Just curious what some others thoughts are on this?


----------



## Tinsmith292 (Oct 2, 2018)

Dealer mowers are made so much better. Beefed up parts. Go look at a dealer if you can ,you will see the difference. I had a simplicity zero turn I bought from a dealer. Probably the best lawn piece of equipment I ever bought. Sold the house and the mower . Hated to sell the mower but didn't need for the smaller lawn. First zero turn I owned was a cub cudat , worse lawn purchase of my life in my opinion. If you buy from a dealer they fix in house, big box store sends out. Can be weeks if not longer to get back


----------



## LearnintoMow33OH (Apr 6, 2020)

Tinsmith292 said:


> Dealer mowers are made so much better. Beefed up parts. Go look at a dealer if you can ,you will see the difference. I had a simplicity zero turn I bought from a dealer. Probably the best lawn piece of equipment I ever bought. Sold the house and the mower . Hated to sell the mower but didn't need for the smaller lawn. First zero turn I owned was a cub cudat , worse lawn purchase of my life in my opinion. If you buy from a dealer they fix in house, big box store sends out. Can be weeks if not longer to get back


Tinsmith, are you saying to stay away from Cub Cadet? I am between a Cub Cadet and Toro right now.


----------



## CenlaLowell (Apr 21, 2017)

LearnintoMow33OH said:


> What is everyone's opinion on this? A co-worker of mine is pushing me to buy my zero turn from a dealer because it is made of higher quality and can probably get a real good warranty out of them as opposed to a Home Depot or Lowes. The warranty thing, I get that and can believe you would get a better deal on a warranty from the dealer, but as for the quality I don't see how they would be any different. The part number of thew model I was looking at is the same at Home Depot and this dealer. So I would assume its the same machine, right?
> 
> This is going to be my first zero turn purchase so I am a bit hesitant right now. I planned on just going to Home Depot and picking up either a John Deere or a Toro 42", but now he has me looking into it more.
> 
> Just curious what some others thoughts are on this?

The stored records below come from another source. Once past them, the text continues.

PR #1979, opened 2024-03-16
Linter: add patterns in config for classes and slots 

### LINKED ISSUE #1978: Linter: add pattern as addidional config in StandardNamingConfig
I am trying to use LinkML in the context of an already existing project where I don't have the liberty to alter the naming convention for slots and classes. In order to still be able to use the _linter_ I would need to have a more flexibility in the `standard_naming` rule.

The feature that I'd like to propose:
-  add `class_pattern` and `slot_pattern` as additional, optional configuration in the `standard_naming` linter rule

**How important is this feature?** 
• Medium - can do work without it; but it's important (without this change I won't be able to use the linter)

**When will use cases depending on this become relevant?** 
• Short-term - 2-4 weeks

linupi:
closes #1978

Proposes the following two features:

- add `class_pattern` and `slot_pattern` as additional, optional configuration in the `standard_naming` _linter_ rule
- enable patterns defined in `LinterRule` as well as regular expressions

here is an example of what the config for the _linter_ would/could look like

```
extends: recommended
rules:
  standard_naming:
    level: error
    slot_pattern: camel  
    class_pattern: "[A-Z][a-zA-Z0-9]+"
```

Would something in this direction be acceptable? I'd be happy to adopt, if necessary.

### DIFF
--- a/docs/schemas/linter.md
+++ b/docs/schemas/linter.md
@@ -105,6 +105,8 @@ Enforce standard naming conventions: CamelCase for classes, snake_case for slots
 
 **Additional Configuration**
 * `permissible_values_upper_case`: If `true`, permissible values will be checked for UPPER_SNAKE, otherwise snake_case. Default: `false`.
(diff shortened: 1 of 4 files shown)


linupi:
@cmungall : thanks for your comment, rebase should have fixed the docker issue...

Your best bet is to buy it from a dealer. Why service in house or access to a another local dealer to fix it. Better to spend a little more money and have something you'll love. I would definitely stay away from big box stores.


----------



## Buster (Apr 3, 2020)

I just bought an Ariens 52 XD zero turn. Absolutely no difference from my local dealer or Lowes. At least in Ariens, they're identical parts.

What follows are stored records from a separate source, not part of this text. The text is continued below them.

Issue #1977, opened 2024-03-16
Docker build broken :(


sneakers-the-rat:
**Describe the bug**
All the docker builds aren't working :(
https://github.com/linkml/linkml/actions/workflows/docker-build.yaml

Comparing the last working one: https://github.com/linkml/linkml/actions/runs/8275166684
to the first broken one: https://github.com/linkml/linkml/actions/runs/8301994721

it looks like buildkit version went from 

 builder-86d20cc5-b3b9-4627-af4e-eeaa12ffee050: moby/buildkit:buildx-stable-1 => buildkitd github.com/moby/buildkit v0.12.5 bac3f2b673f3f9d33e79046008e7a38e856b3dc6

to

builder-d03649ed-a16e-4ff9-8de4-d96bd25661840: moby/buildkit:buildx-stable-1 => buildkitd github.com/moby/buildkit v0.13.0 2afc050d57d17983f3f662d5424c2725a35c60f4

am not a docker person, do not particularly care for it, don't know how to fix :'(

cmungall:
@Silvanoc do you happen to know offhand what is happening here? If not we'll have someone check this out ASAP monday

Silvanoc:
@sneakers-the-rat I don't know where you got the version information that you're providing, but:
1. there is no buildx v0.12.5. It jumps from v0.12.1 to v0.13.0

Lowes happened to have a deal on one, but after I confirmed my local shop was happy to service it and honor the warranty, I bought mine from Lowes. The local shop just couldn't match the price and veteran discount I got from Lowes.

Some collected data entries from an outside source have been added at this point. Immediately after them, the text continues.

Issue #1881, opened 2024-02-08
specifying `default_prefix:` prevents `gen-jsonld-context` from emitting classes


tgbugs:
**Describe the bug**
specifying `default_prefix:` prevents `gen-jsonld-context` from emitting classes

**To reproduce**
``` yaml
id: https://sparc.olympiangods.org/sparcur/schemas/1/sparc
title: sparc export schema
name: sparc-linkml
imports:
  - linkml:types

default_prefix: sparc  # uncomment this line to get default behavior

prefixes:
  linkml: https://w3id.org/linkml/
  sparc: http://uri.interlex.org/tgbugs/uris/readable/sparc/

classes:
  Thing:

slots:
  # manual
  id:
  label:
    slot_uri: rdfs:label

```
run `gen-jsonld-context` and `Thing` will not be included.

**Expected behavior**
Should generate jsonld context with `Thing`

vincentkelleher:
I'm having the same issue and the culprit is here 👉  https://github.com/linkml/linkml/blob/main/linkml/generators/jsonldcontextgen.py#L137

```python
def visit_class(self, cls: ClassDefinition) -> bool:
        class_def = {}
        cn = camelcase(cls.name)
        self.add_mappings(cls)
        cls_uri_prefix, cls_uri_suffix = self.namespaces.prefix_suffix(cls.class_uri)
        if not self.default_ns or not cls_uri_prefix or cls_uri_prefix != self.default_ns:
            class_def["@id"] = (cls_uri_prefix + ":" + cls_uri_suffix) if cls_uri_prefix else cls.class_uri
            if cls_uri_prefix:
                self.add_prefix(cls_uri_prefix)
        if class_def:
            self.slot_class_maps[cn] = class_def

        # We don't bother to visit class slots - just all slots
        return False
```

The only issue is that I don't exactly understand why this condition has been defined in the first place 🤷

vincentkelleher:
I've also noticed the same thing for slots when a `default_prefix` is provided : https://github.com/linkml/linkml/blob/main/linkml/generators/jsonldcontextgen.py#L173

PR #1981, opened 2024-03-18
JSON-LD Context Generator Fixes

vincentkelleher:
This is directly linked to issue https://github.com/linkml/linkml/issues/1881 which I stumbled upon after encountering class/slot generation issues with the JSON-LD Context generator.

### Dependecies

This pull request depends on https://github.com/linkml/linkml-runtime/pull/308 as the CURIE prefix/suffix extraction function is needed.

### Fixing Class/Slot Generation

The main fix of this pull request consists in making sure that classes and slots are correctly generated even when a default namespace prefix is defined in the source LinkML file, please see https://github.com/linkml/linkml/issues/1881 for more details.

This was done by changing the conditions in which those elements are generated involving `linkml-runtime`'s namespace functions to resolve the CURIE of each class/slot and determine the corresponding URI for each element.

### Disable Mixin Generation

I also noticed that the output JSON-LD Context contained all the expected classes but it also had mixin classes which should not be known of the end users as they are only relevant in a LinkML entity conception context. This is a straightforward fix but it has a lot of impact on tests.


cmungall:
> This pull request depends on https://github.com/linkml/linkml-runtime/pull/308 as the CURIE prefix/suffix extraction function is needed.

merged and available in
https://github.com/linkml/linkml-runtime/releases/tag/v1.7.3

linkml/generators/jsonldcontextgen.py
```diff
@@ -130,19 +130,19 @@ def end_schema(
             print(as_json(context))
 
     def visit_class(self, cls: ClassDefinition) -> bool:
+        if cls.mixin:
```
cmungall, line 133: this seems like a separate concern from the main intent of the PR?

cmungall (changes requested):
can you clarify the intent w.r.t. mixins? Otherwise looks great, thanks so much for this!

linkml/generators/jsonldcontextgen.py
vincentkelleher: I had the feeling it was linked to fixing class and slot generation by the JSON-LD context generator, this can be another PR if needed 😊

vincentkelleher:
> can you clarify the intent w.r.t. mixins? Otherwise looks great, thanks so much for this!

To my understanding, mixins are equivalent to abstract classes which cannot be directly manipulated by end users, they only allow the owner of the code to build concrete classes. Maybe my vision is wrong in the case of JSON-LD contexts ?

cmungall:
Can you move the mixin change to a new issue or PR? It's true that mixins should not be directly instantiated, but someone may still want to refer to a mixin in another schema, so we want to expose as a jsonld-context.

Also I'm afraid you have falled victim to the annoying `output` conflict problem, we hope to remove these folders soon...

vincentkelleher:
@cmungall I've moved the mixin generation part to another branch and I'll raise another PR when this one is merged 😊

cmungall (approved):

vincentkelleher:
Thank you for the merge @cmungall 🙏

Check the price, part numbers, and manuals at each place if you're concerned. But if you step up to something higher like a Gravely, Ariens, Ferris or similar... you're probably getting the same thing wherever you go.


----------



## cutigers08 (Aug 16, 2019)

I bought a Husqvarna 42" zero turn from Lowes. It was a return with .8 hrs on it that I got a sweet deal on. Paid $2400 and it got a flat tire after two weeks. The store manager told me that tires weren't technically covered but they would replace it. Took them about 45 min of searching the back and coming out with the wrong wheel/tire. They finally took one off of a floor model and refunded me 5% of the purchase price of the mower for waiting an hour. Best deal ever! It was a fantastic mower. Used it for 4 seasons and never even had to replace the battery. Sold it for $2k when we bought the new house. Zero complaints and one hell of an investment!


----------



## HarryZoysia (Aug 27, 2019)

I think it depends on the model you are interested in. The dealer sells higher end and commercial models and they also sell the lower end models that the big box store sells. If you are interested in the lower end models, compare at the big box and the dealer and see which is better. If you want high end, don't go to HD or Lowe's


----------



## Cory (Aug 23, 2017)

If the model you are looking for is offered at both a dealer and a box store then they are the same mower. But dealers can offer service that box stores can't and will also have higher grade models available.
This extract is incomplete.